RECORDS TO USE Start Marker

PR #1944, opened 2023-12-04
Add three new wind farm parameterizations and their ensembles 

YulongMa:
Add three new wind farm parameterizations and their ensembles

TYPE: new feature

KEYWORDS: wind farm parameterization, windfarm option

SOURCE: Cristina Archer (UDEL), Yulong Ma(UDEL;GWA-MWF) and Ahmad Vasel-Be-Hagh(Tennessee Technological University)

DESCRIPTION OF CHANGES:
Three new wind farm parameterizations and their ensembles have been added. The key innovation of these parameterizations is their ability to directly account for the individual and overlapping sub-grid wakes of wind turbines within a wind farm. This feature was absent in the Fitch parameterization previously used in WRF. Additionally, the three parameterizations differ in their representation of wakes (e.g., top-hat or Gaussian) and their superposition methods (e.g., sum of squared deficits, squared velocities, or empirical fittings).
The new namelist option windfarm_wake_model can be used to select one of the three wind farm parameterizations, the windfarm_overlap_method namelist option can be used to select the desired wake superposition method.
We recommend to use the new wind farm parameterizations, particularly for coarse resolution, high turbine density, and wind directions aligned with the turbine columns.

LIST OF MODIFIED FILES: 
dyn_em/module_first_rk_step_part1.F
phys/module_pbl_driver.F
phys/module_physics_init.F
phys/module_wind_jensen.F
phys/Makefile
Registry/Registry.EM_COMMON
run/README.namelist

TESTS CONDUCTED: 
1. Code tested as shown in references.
2. The Jenkins tests are all passing.

RELEASE NOTE: 
This PR adds options for three new wind farm parameterizations and their ensembles to account for the individual and overlapping sub-grid wakes of wind turbines within a wind farm. It is recommended to use the new wind farm parameterizations, particularly for coarse resolution, high turbine density, and wind directions aligned with the turbine columns. References:
Ma, Yulong, Cristina L. Archer, and Ahmadreza Vasel-Be-Hagh. "The Jensen wind farm parameterization." Wind Energy Science 7.6 (2022): 2407-2431.
Ma, Yulong, Cristina L. Archer, and Ahmad Vasel‐Be‐Hagh. "Comparison of individual versus ensemble wind farm parameterizations inclusive of sub‐grid wakes for the WRF model." Wind Energy 25.9 (2022): 1573-1595.

PR #2061, opened 2024-06-07
Replace nonstandard isnan() call with value input checks instead

islas:
TYPE: bug fix

KEYWORDS: compilation, nonstandard

SOURCE: internal

DESCRIPTION OF CHANGES:
Problem:
PR #1944 introduced a nonstandard function call `isnan()` which breaks compilation for compilers which don't support this extension. 

Solution:
A potential alternative is to use the `ieee_is_nan()` call from `ieee_arithmetic`. As there is conditional compilation of this module which requires Fortran 2003 standard, an easier alternative is just to check the input values before calling `acos()`

### DIFF
--- a/phys/module_wind_mav.F
+++ b/phys/module_wind_mav.F
@@ -1231,11 +1231,11 @@ MODULE module_wind_mav
       end if
 
       tmp1 = tmp1 / tmp2
-      if ( tmp1 < -1 .or. tmp1 > 1 ) then
-        angle = 0
+      if ( tmp1 < -1.0_8 .or. tmp1 > 1.0_8 ) then
+        angle = 0.
       else
         angle = real(acos(tmp1), kind = 4)
-      endif
+      end if
  
       if (abs(angle) <= sr_angle) then
           ft = .true.
--- a/phys/module_wind_mav.F
+++ b/phys/module_wind_mav.F
@@ -1231,10 +1231,10 @@ MODULE module_wind_mav
       end if
 
       tmp1 = tmp1 / tmp2
-      if ( tmp1 < -1.0_8 .or. tmp1 > 1.0_8 ) then
-        angle = 0.
+      if (tmp1 < -1.0_8 .or. tmp1 > 1.0_8) then
+          angle = 0.
       else
-        angle = real(acos(tmp1), kind = 4)
+          angle = real(acos(tmp1), kind = 4)
       end if
  
       if (abs(angle) <= sr_angle) then
--- a/phys/module_wind_mav.F
+++ b/phys/module_wind_mav.F
@@ -1231,7 +1231,7 @@ MODULE module_wind_mav
       end if
 
       tmp1 = tmp1 / tmp2
-      if ( tmp1 < -1 .or. tmp1 > 1 )
+      if ( tmp1 < -1 .or. tmp1 > 1 ) then
         angle = 0
       else
         angle = real(acos(tmp1), kind = 4)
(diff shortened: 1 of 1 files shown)


weiwangncar:
The regression test results:

    Failed Simulations are: 
    None
    None

weiwangncar (dismissed):

phys/module_wind_mav.F
```diff
@@ -1230,11 +1230,12 @@ function find_turb(xc, yc, xt, yt, u, v, sr_angle, sr_dis)  result(ft)
...
-
-      if (isnan(angle)) then
-         angle = 0.
-      end if
+      tmp1 = tmp1 / tmp2
+      if ( tmp1 < -1 .or. tmp1 > 1 ) then
+        angle = 0
+      else
+        angle = real(acos(tmp1), kind = 4)
+      endif
```
mgduda, line 1238: To match the style of the rest of the code, I'd suggest `end if` here.

phys/module_wind_mav.F
```diff
@@ -1230,11 +1230,12 @@ function find_turb(xc, yc, xt, yt, u, v, sr_angle, sr_dis)  result(ft)
...
       end if
 
-      angle = real(acos(tmp1/tmp2), kind = 4)
-
-      if (isnan(angle)) then
-         angle = 0.
-      end if
+      tmp1 = tmp1 / tmp2
+      if ( tmp1 < -1 .or. tmp1 > 1 ) then
+        angle = 0
```
mgduda, line 1235: If we're assigning to a `real`, I think it would be preferable to uses `0.` rather than `0`.

phys/module_wind_mav.F
```diff
@@ -1230,11 +1230,12 @@ function find_turb(xc, yc, xt, yt, u, v, sr_angle, sr_dis)  result(ft)
           tmp2 = sign(tmp1,tmp2)
       end if
 
-      angle = real(acos(tmp1/tmp2), kind = 4)
-
-      if (isnan(angle)) then
-         angle = 0.
-      end if
+      tmp1 = tmp1 / tmp2
+      if ( tmp1 < -1 .or. tmp1 > 1 ) then
```
mgduda, line 1234: I think it would be preferable to use `-1._8` and `1._8`, since `tmp1` is a `real (kind = 8)` variable.

mgduda (changes requested):
As a final comment, I wonder whether the original code is correct? Would setting `angle = pi` be better when `tmp1 / tmp2` is less than `-1`?

islas:
> As a final comment, I wonder whether the original code is correct? Would setting `angle = pi` be better when `tmp1 / tmp2` is less than `-1`?

I'm unsure. That does make sense, but  I was hesitant to modify the logic in a way that deviates from the original. Since the final result is a `logical`, there are probably more implications [than I understand] based on what a close-to or actual out of bounds evaluation should be.

mgduda:
Agreed that we shouldn't try to "correct" the computation, as we may be missing some important details.

As a final comment, I'd suggest trying to match the whitespace convention used in the rest of the `find_turb`: four spaces of indentation, and no space between the parentheses in conditional statements.

islas:
> trying to match the whitespace convention used in the rest of the `find_turb`: four spaces of indentation, and no space between the parentheses in conditional statements.

Fixed, though I do wish we had a format checker, as a significant portion of the file's code (and the original logic that this PR replaces) don't follow this.

mgduda (approved):

weiwangncar (approved):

RECORDS TO USE End Marker

PROBLEM REQUIREMENTS
The records are to be repeated in full, exactly as they stand.

ANSWER SPACE
PR #1944, opened 2023-12-04
Add three new wind farm parameterizations and their ensembles 

YulongMa:
Add three new wind farm parameterizations and their ensembles

TYPE: new feature

KEYWORDS: wind farm parameterization, windfarm option

SOURCE: Cristina Archer (UDEL), Yulong Ma(UDEL;GWA-MWF) and Ahmad Vasel-Be-Hagh(Tennessee Technological University)

DESCRIPTION OF CHANGES:
Three new wind farm parameterizations and their ensembles have been added. The key innovation of these parameterizations is their ability to directly account for the individual and overlapping sub-grid wakes of wind turbines within a wind farm. This feature was absent in the Fitch parameterization previously used in WRF. Additionally, the three parameterizations differ in their representation of wakes (e.g., top-hat or Gaussian) and their superposition methods (e.g., sum of squared deficits, squared velocities, or empirical fittings).
The new namelist option windfarm_wake_model can be used to select one of the three wind farm parameterizations, the windfarm_overlap_method namelist option can be used to select the desired wake superposition method.
We recommend to use the new wind farm parameterizations, particularly for coarse resolution, high turbine density, and wind directions aligned with the turbine columns.

LIST OF MODIFIED FILES: 
dyn_em/module_first_rk_step_part1.F
phys/module_pbl_driver.F
phys/module_physics_init.F
phys/module_wind_jensen.F
phys/Makefile
Registry/Registry.EM_COMMON
run/README.namelist

TESTS CONDUCTED: 
1. Code tested as shown in references.
2. The Jenkins tests are all passing.

RELEASE NOTE: 
This PR adds options for three new wind farm parameterizations and their ensembles to account for the individual and overlapping sub-grid wakes of wind turbines within a wind farm. It is recommended to use the new wind farm parameterizations, particularly for coarse resolution, high turbine density, and wind directions aligned with the turbine columns. References:
Ma, Yulong, Cristina L. Archer, and Ahmadreza Vasel-Be-Hagh. "The Jensen wind farm parameterization." Wind Energy Science 7.6 (2022): 2407-2431.
Ma, Yulong, Cristina L. Archer, and Ahmad Vasel‐Be‐Hagh. "Comparison of individual versus ensemble wind farm parameterizations inclusive of sub‐grid wakes for the WRF model." Wind Energy 25.9 (2022): 1573-1595.

PR #2061, opened 2024-06-07
Replace nonstandard isnan() call with value input checks instead

islas:
TYPE: bug fix

KEYWORDS: compilation, nonstandard

SOURCE: internal

DESCRIPTION OF CHANGES:
Problem:
PR #1944 introduced a nonstandard function call `isnan()` which breaks compilation for compilers which don't support this extension. 

Solution:
A potential alternative is to use the `ieee_is_nan()` call from `ieee_arithmetic`. As there is conditional compilation of this module which requires Fortran 2003 standard, an easier alternative is just to check the input values before calling `acos()`

### DIFF
--- a/phys/module_wind_mav.F
+++ b/phys/module_wind_mav.F
@@ -1231,11 +1231,11 @@ MODULE module_wind_mav
       end if
 
       tmp1 = tmp1 / tmp2
-      if ( tmp1 < -1 .or. tmp1 > 1 ) then
-        angle = 0
+      if ( tmp1 < -1.0_8 .or. tmp1 > 1.0_8 ) then
+        angle = 0.
       else
         angle = real(acos(tmp1), kind = 4)
-      endif
+      end if
  
       if (abs(angle) <= sr_angle) then
           ft = .true.
--- a/phys/module_wind_mav.F
+++ b/phys/module_wind_mav.F
@@ -1231,10 +1231,10 @@ MODULE module_wind_mav
       end if
 
       tmp1 = tmp1 / tmp2
-      if ( tmp1 < -1.0_8 .or. tmp1 > 1.0_8 ) then
-        angle = 0.
+      if (tmp1 < -1.0_8 .or. tmp1 > 1.0_8) then
+          angle = 0.
       else
-        angle = real(acos(tmp1), kind = 4)
+          angle = real(acos(tmp1), kind = 4)
       end if
  
       if (abs(angle) <= sr_angle) then
--- a/phys/module_wind_mav.F
+++ b/phys/module_wind_mav.F
@@ -1231,7 +1231,7 @@ MODULE module_wind_mav
       end if
 
       tmp1 = tmp1 / tmp2
-      if ( tmp1 < -1 .or. tmp1 > 1 )
+      if ( tmp1 < -1 .or. tmp1 > 1 ) then
         angle = 0
       else
         angle = real(acos(tmp1), kind = 4)
(diff shortened: 1 of 1 files shown)


weiwangncar:
The regression test results:

    Failed Simulations are: 
    None
    None

weiwangncar (dismissed):

phys/module_wind_mav.F
```diff
@@ -1230,11 +1230,12 @@ function find_turb(xc, yc, xt, yt, u, v, sr_angle, sr_dis)  result(ft)
...
-
-      if (isnan(angle)) then
-         angle = 0.
-      end if
+      tmp1 = tmp1 / tmp2
+      if ( tmp1 < -1 .or. tmp1 > 1 ) then
+        angle = 0
+      else
+        angle = real(acos(tmp1), kind = 4)
+      endif
```
mgduda, line 1238: To match the style of the rest of the code, I'd suggest `end if` here.

phys/module_wind_mav.F
```diff
@@ -1230,11 +1230,12 @@ function find_turb(xc, yc, xt, yt, u, v, sr_angle, sr_dis)  result(ft)
...
       end if
 
-      angle = real(acos(tmp1/tmp2), kind = 4)
-
-      if (isnan(angle)) then
-         angle = 0.
-      end if
+      tmp1 = tmp1 / tmp2
+      if ( tmp1 < -1 .or. tmp1 > 1 ) then
+        angle = 0
```
mgduda, line 1235: If we're assigning to a `real`, I think it would be preferable to uses `0.` rather than `0`.

phys/module_wind_mav.F
```diff
@@ -1230,11 +1230,12 @@ function find_turb(xc, yc, xt, yt, u, v, sr_angle, sr_dis)  result(ft)
           tmp2 = sign(tmp1,tmp2)
       end if
 
-      angle = real(acos(tmp1/tmp2), kind = 4)
-
-      if (isnan(angle)) then
-         angle = 0.
-      end if
+      tmp1 = tmp1 / tmp2
+      if ( tmp1 < -1 .or. tmp1 > 1 ) then
```
mgduda, line 1234: I think it would be preferable to use `-1._8` and `1._8`, since `tmp1` is a `real (kind = 8)` variable.

mgduda (changes requested):
As a final comment, I wonder whether the original code is correct? Would setting `angle = pi` be better when `tmp1 / tmp2` is less than `-1`?

islas:
> As a final comment, I wonder whether the original code is correct? Would setting `angle = pi` be better when `tmp1 / tmp2` is less than `-1`?

I'm unsure. That does make sense, but  I was hesitant to modify the logic in a way that deviates from the original. Since the final result is a `logical`, there are probably more implications [than I understand] based on what a close-to or actual out of bounds evaluation should be.

mgduda:
Agreed that we shouldn't try to "correct" the computation, as we may be missing some important details.

As a final comment, I'd suggest trying to match the whitespace convention used in the rest of the `find_turb`: four spaces of indentation, and no space between the parentheses in conditional statements.

islas:
> trying to match the whitespace convention used in the rest of the `find_turb`: four spaces of indentation, and no space between the parentheses in conditional statements.

Fixed, though I do wish we had a format checker, as a significant portion of the file's code (and the original logic that this PR replaces) don't follow this.

mgduda (approved):

weiwangncar (approved):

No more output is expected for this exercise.